Suppose machine A wants to send its message packets to B which has the IP address 1B. A only knows B’s IP address and thus as a first step, sends an ARP request to B to get machine B’S hardware address. Now, before sending the ARP request, A checks up in its ARP cache whether an IP address to hardware address binding of B have previously being recorded. If so, it send the packets to B by inserting the appropriate hardware address. If not, it sends the ARP request as a broadcast message. All the machines in the network receives it and checks the message for the corresponding IP address of each machine. Only B identifies a match to its IP address and this processes the message and adds up its hardware address to the ARP request and send it back to A.

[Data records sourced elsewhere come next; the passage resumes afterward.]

PR #2138, opened 2017-01-19
[v2] Merge v1.20

beam2d:


beam2d:
mitmul confirmed that it passed the tests, so I will merge it.

PR #2147, opened 2017-01-20
Add FindConvolution* wrappers to cupy

yuyu2172:
This PR adds cudnn wrappers around FindConvolution* functions.

cuDNN v3 and above support `cudnnFindConvolution*Algorithm`, and cuDNN v5 and above support `cudnnFindConvolution*AlogrithmEx`.

On implementation, I could not find a Cython feature to avoid a flake8 error at https://github.com/yuyu2172/chainer/blob/28eca7525e663ee9f25a6655cfecf1cca6826043/cupy/cuda/cudnn.pxd#L13.

The error is 
```
./cupy/cuda/cudnn.pxd:13:9: E125 continuation line with same indent as next logical line  
```
Basically, the error says that I should not change lines in the middle of an expression. Usually, in Python, there is a workaround, but I could not find any for this cython code.
Also, I needed to change lines because the expression exceeds the 80 characters limit.

I would like to know if it is fine to use NOQA to avoid flake8 error in this case?
I would also like to know if it is possible to avoid the error.

### DIFF
--- a/cupy/cuda/cudnn.pxd
+++ b/cupy/cuda/cudnn.pxd
@@ -10,7 +10,7 @@ cdef extern from *:
     ctypedef int ConvolutionBwdDataPreference \
         'cudnnConvolutionBwdDataPreference_t'
     ctypedef struct ConvolutionBwdDataAlgoPerf \
-        'cudnnConvolutionBwdDataAlgoPerf_t':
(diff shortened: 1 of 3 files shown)


okuta:
LGTM!

PR #2148, opened 2017-01-20
Add global variables introduced in cuDNN v5.1

yuyu2172:
This PR adds cuDNN related global variables that were added from cuDNN v5.1


okuta:
LGTM!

While A sends the ARP request, it also sends its IP address and hardware address along ARP request so that it makes it easier for B to communicate with A. B stores the network address of A in its cache. Once A receives the ARP reply, it update the hardware address of B in its cache corresponding to B’s IP address. Once A makes an ARP request for IP-hardware address binding, any other request for the same operation by other applications are queued and when ARP request is received, the queued requests are removed and the necessary address binding is supplied to the requesting applications. Now, ARP software in machine A will refresh its ARO bindings in its cache periodically since the hardware addresses of the machine B may change.
At the receiving side, machine B’s ARP software accepts the ARP request, extracts A’s IP address + hardware address and add it / update it to its ARP cache for later use. B adds up its hardware address to the ARP request and sends the request back to A as ARP reply. In essence, ARP allows a host to find physical address of a target host on the same physical network given only the target’s IP address.